Tomorrow I will take a 5 am bus to Amman and then a 7 hour bus to damascus.
I recently attended 3 or the 4 day bedouin wedding. day one was dancing. the women danced inside in small room with the doors closed and the men danced outside. after a while the women gathered at the outskirts to watch the men dance. the second day was the same, just dancing and the constant running around of the small children.
i was invited to someones house for a cup of coffee. here everyone likes to ask you whose house is more beautiful, whose child is better, whose food is more tasty. they are not satisfied with my response that they are both equally beautiful or tasty.
the third day, which was really the fourth and last day of the wedding (the day that they would go to get the bride) started much earlier. lunch was huge round trays or rice with chicken in the center. yogurt and salad (cut of cucumbers and tomatoes) on the side. Eaten of course with your hands our a spoon. I, of course, opted for the hand method. Food tastes so much better when you eat with your fingers. AFter going to another families house for something to drink two buses started off on the journey to get the bride. the women in one bus and the men in the other. during most the trip the women played the tablah and sang songs about bringing the bride home to ayn moussa. everyone danced in the ayle of the bus. there is no such thing as seatbelts in Jordan. It's quite normal for a family of 10 to pile into a tiny car.

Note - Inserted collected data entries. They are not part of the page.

PR #612, opened 2016-02-24
1. include confirmation of projectId and version after successful dow…

johnyu0520:
…nloading of file

2. adding "getGroupPermissions" and "getProxyUsers" API
3. other changes are due to reformatting


logiclord:
LGTM

PR #615, opened 2016-03-09
Enhancing Azkaban /schedule endpoint ajax API

logiclord:


johnyu0520:
Verified with Gaurav that changing from Map<String, String> to Map<String, Object> should not have downstream impact.  The reasoning is because the ultimate return format from the API is json, and also serializing the ExecutionOptions object is not an issue for the ObjectMapper

LGTM

PR #625, opened 2016-03-16
enhancing ProjectServlet: adding ajax api fetchallprojects, and fetchuserprojects

johnyu0520:
enhancing ProjectServlet: adding ajax api fetchallprojects, and fetchuserprojects


logiclord:
LGTM

PR #629, opened 2016-03-28
Add support for multiple user managers

BrianGallew:
It turns out that using the LDAP user manager for real users is ideal, but it would be nice if you could use local users (i.e. xml auth) for application accounts (e.g. automated uploads).  This patch enables specifying multiple authenticator classes (comma separated) which will all be used.  Order matters, however, in that if a user exists in more than one, the first one wins.


BrianGallew:
Can we look at merging this?

devangorder:
+1 on merging this!

BrianGallew:
I've rebased so there shouldn't be any merge conflicts now.

BrianGallew:
Is there any point in submitting PRs if one is not actively part of the Azkaban project?  This was a functional patch when I submitted it a year ago, but if you're not interested in community contributions, it's not clear that I am interested in helping out at all.

ameyamk:
Hey Brian,

Thanks for following up. Few questions:
1. Can we not use existing XML file based authentication?
2. We use headless accounts and add them to XML file for further API authentication

Finally in near-medium term we are adding a feature for all users to get secret key which can be used for API authentication. Would that solve your problem?

Since there are these features in existing system and are on road map we are hesitant to merge this in right now.

BrianGallew:
The Azkaban config file names a class which is used for authentication.  A
class.  That being the case, the only way to have multiple authentication
handlers would be to write an authentication class that encapsulates all of
the auth methods you want to use.

In my specific case, I want to use LDAP auth, but be able to fall back to
XMLAuth when LDAP isn't available (i.e. define a "root" account that's
always accessible, or an account used for publishing new flows from
Jenkins).  The patch I provided allows specification of a comma-separated
list of authentication classes, each of which is tried, in order, until
either a successful authentication occurs, OR all of the classes have
failed.  This precisely meets the use case described.  I'm sure Azkaban is
very, very special, but even a casual perusal of web-based technologies
shows that it is quite common to allow multiple authentication methods, so
the reluctance to allow this seems more than a little bizarre.

I'm not sure how this interferes with any planned features, but I can
promise you that I can't be troubled to rewrite the patch *again*.  If you
want community participation, then *you* have to, you know, "participate".

BrianGallew:
Apparently this feature is uninteresting to anyone but me and devangorder.

mvineza:
> Hey Brian,
> 
> Thanks for following up. Few questions:
> 
> 1. Can we not use existing XML file based authentication?
> 2. We use headless accounts and add them to XML file for further API authentication
> 
> Finally in near-medium term we are adding a feature for all users to get secret key which can be used for API authentication. Would that solve your problem?
> 
> Since there are these features in existing system and are on road map we are hesitant to merge this in right now.

Hi @ameyamk , I know this issue has been closed. But I'm interested on the secret key feature. Is it still in the roadmap? Seems I didn't see any information about it on recent releases. Please let me know. Thanks.

PR #635, opened 2016-04-07
Fixes "Auto Pan Zoom" option in the flow graph view.

### LINKED ISSUE #634: Auto Pan Zoom button does not work in Graph UI
When using the Job Filter in the left hand side of the flow graph, the "Auto Pan Zoom" option does not work.

Pull request to follow.

bmsq:
Fixes #634 

Selecting the "Auto Pan Zoom" button while using Job Filters in the Flow Graph View causes a javascript error.

This PR removes the "transform" variable which is the source of the issue but is never used.


fsi206914:
@bmsq May we know why removing transform assignment is able to fix this Auto Pan Zoon bug?

bmsq:
No worries.

getTransformToElement() is not a valid function for an SVG node.  When the JavaScript hits this line, it raises an error and doesn't execute the remainder of the function which prevents auto pan and zoom from working as expected.  

I was going to guess what the function was expected to do and implement a standards compliant equivalent. However, this function is called and assigned to a local variable which is redundant and never used.  The simple fix is to remove the variable and the broken call to getTransformToElement().

We auto generate a large flow containing +400 jobs with more than a 1,000 dependencies, so the search feature with auto pan and zoom is pretty critical for navigating the graph.

fsi206914:
LGTM. Thanks @bmsq for the explanation.

HappyRay:
Any reason why this one was not merged? @kunkun-tang

kunkun-tang:
This issue is already fixed in #1338 . Closing

HappyRay:
Thank @kunkun-tang

PR #647, opened 2016-04-28
	Add data pipeline and UI to show trigger status in azkaban

evlstyle:
Add data pipeline and UI to show trigger status in azkaban


evlstyle:
silent merging as we will have a massive review from master branch before the thing goes into the azkaban master.

PR #598, opened 2016-01-08
Add jetty.hostname property to properly generate email links within Azkaban email notifications (even on tomcat)

sengelbert:
Simple change to add jetty.hostname property for correct email url links.

PR #688, opened 2016-07-22
enables to ovveride email links

ismailsimsek:
gives ability to override host-name and port-number in the email links. its useful especially there is nginx redirection on port number or on host-name. 

if following parameters are not used then it will use jetty parameters as before. 
mail.jetty.hostname
mail.jetty.ssl.port
mail.jetty.port


ismailsimsek:
similar to pull request 598. but with current jetty parameters i cant remap the port number when there is  nginx port redirection in between.

sjakthol:
This looks good and would definitely be useful for us (and I would guess to other users of Azkaban too). Would it be possible to get this moving forward now that it has waited for a bit over year to get attention?

HappyRay:
Sorry about the long delay. 
This seems to be useful.

The new config keys need to be defined in azkaban.Constants now. And see my comments in #598

@jamiesjc could you take a look when you get a chance?

azkaban-soloserver/src/package/conf/azkaban.properties
```diff
@@ -37,6 +37,9 @@ executor.flow.threads=30
 # mail settings
 mail.sender=
 mail.host=
+# override mail url parametters!
+# mail.jetty.hostname=dev-bi.ui.techops.eu
+# mail.jetty.ssl.port=443
```
jamiesjc: Would you mind also adding the example for "mail.jetty.port"?

ismailsimsek:
must be ok now.

following two files are removed which were conflicting, right ? 
 azkaban-soloserver/src/package/conf/azkaban.properties
 azkaban-webserver/src/package/conf/azkaban.properties

jamiesjc:
Yes, the two properties files can be removed.

azkaban-common/src/main/java/azkaban/utils/Emailer.java
```diff
@@ -78,12 +78,12 @@ public Emailer(final Props props, final CommonMetrics commonMetrics) {
 
     if (props.getBoolean("jetty.use.ssl", true)) {
       this.scheme = HTTPS;
-      this.clientPortNumber = Integer.toString(props.getInt("jetty.ssl.port",
-          Constants.DEFAULT_SSL_PORT_NUMBER));
+      this.clientPortNumber = Integer.toString(props.getInt("mail.jetty.ssl.port", props.getInt("jetty.ssl.port",
```
HappyRay: Please define the new key names in the Constant class. This will make them easier to discover.

azkaban-common/src/main/java/azkaban/Constants.java
```diff
@@ -86,6 +86,11 @@
 
     public static final String IS_METRICS_ENABLED = "azkaban.is.metrics.enabled";
 
+    // mail hostname and port parametters, when this parametters set in properties file this parametters are used generate email links.
```
HappyRay: Could you describe when these settings should be used?

HappyRay: "Parameters to generate links to Azkaban pages in emails?"

HappyRay:
Are these configs for mails specifically? 
I would imagine there are other use cases where the user facing AZ url generation are needed. 
If so, can you name these parameters more generically?
I can't think of good names myself e.g. azkaban.server.hostname.external?

---
Could you help me understand the relationship between these parameters and jetty.hostname?

What's your set up? How is jetty.hostname used in your setup?

ismailsimsek:
Hi 
i needed it just for email messages, because url in the email and the url of the azkaban in-front of the reverseproxy were different that was causing broken urls in the email, in my case reverseproxy was changing url and port-number. dont know where else it can be used. agree that's better and more generic naming, i will change names to

```
jetty.hostname.external
jetty.ssl.port.external
jetty.port.external
```

https://en.wikipedia.org/wiki/Reverse_proxy#/media/File:Reverse_proxy_h2g2bob.svg

```
# mail hostname and port parametters, when this parametters set then these parametters are used to generate email links.
# if these parametters are not set then jetty.hostname, and jetty.port(jetty.ssl.port if ssl configured) are used.
# its used when there is reverse proxy between azkaban server and user, this parametters set to the values that enduser sees
# localhost:8081 -> proxy -> myazkaban:443 -> enduser
```

HappyRay:
Typo: parameters

HappyRay:
Your proposal LGTM.
---
Does it make more sense to describe it in the opposite direction?
localhost:8081 -> proxy -> myazkaban:443 -> enduser
 user -> ...
---
> # mail hostname and port parametters, when this parametters set then these parametters are used to generate email links.

Move it to the end of the description as an example of how this information may be used?

HappyRay:
The .external doesn't seem right as a subcomponent.

How about

azkaban.webserver.external_hostname
azkaban.webserver.external_ssl_port
azkaban.webserver.external_port
?

azkaban-common/src/main/java/azkaban/Constants.java
```diff
@@ -86,6 +86,14 @@
 
     public static final String IS_METRICS_ENABLED = "azkaban.is.metrics.enabled";
 
+    // following parameters are used when there is reverse proxy between azkaban server and user, set this parameters to the valies that enduser sees
```
HappyRay: "User facing web server configurations used to construct the user facing server URLs. They are useful when there is a reverse proxy between Azkaban web servers and users."?

typo: values

I use https://www.grammarly.com/ and intellij to check my spelling.

azkaban-solo-server/src/main/resources/conf/azkaban.properties
```diff
@@ -25,6 +25,13 @@ executor.port=12321
 # mail settings
 mail.sender=
 mail.host=
+# following parameters are used when there is reverse proxy between azkaban server and user, set this parameters to the valies that enduser sees
```
HappyRay: Thanks for adding comments here as well. 
To reduce duplication, maybe we should add a comment in the beginning of this file to refer to the Constant class for documentation?

ismailsimsek: agree its duplicated and maybe too much comment, i can remove last lines, regarding location it makes sense keeping comment or some part of it in properties file, then its will be readable after build, to the user that seting up the configuration?

ismailsimsek:
ok it should be up to date now

HappyRay:
Thanks!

When we arrived at the family of the bride there was more singing and more dancing. The bride, who was made up to the enth degree with gold stars on her forehead, decked in all of the gold that her new husband had bought, with a white hoop skirt wedding gown, said good bye to all of her family. She was shaking and crying the whole time as were many of the other women. Her pinkie had three gold rings on it, one for each segment of her finger. Shortly after arriving we piled back into the buses and the bride went in a shauffered car. The way back was the same -- dancing, singing, the whole works. The distance between the home of the groom and of the bride was about 200 kilometers and about 15 kilometers before we reached the grooms home we met the groom and an entourage of cards that brought all of the family who had not come on the bus. the procession of cars drove throughout the town, constant honking, singing, and druming until we reached the home of the groom.
Last night, the day after the wedding, I heard that the sheets were hung and everyone was happy because they were nice and bloody. This is still practiced for most but not all of the bedouins in this area.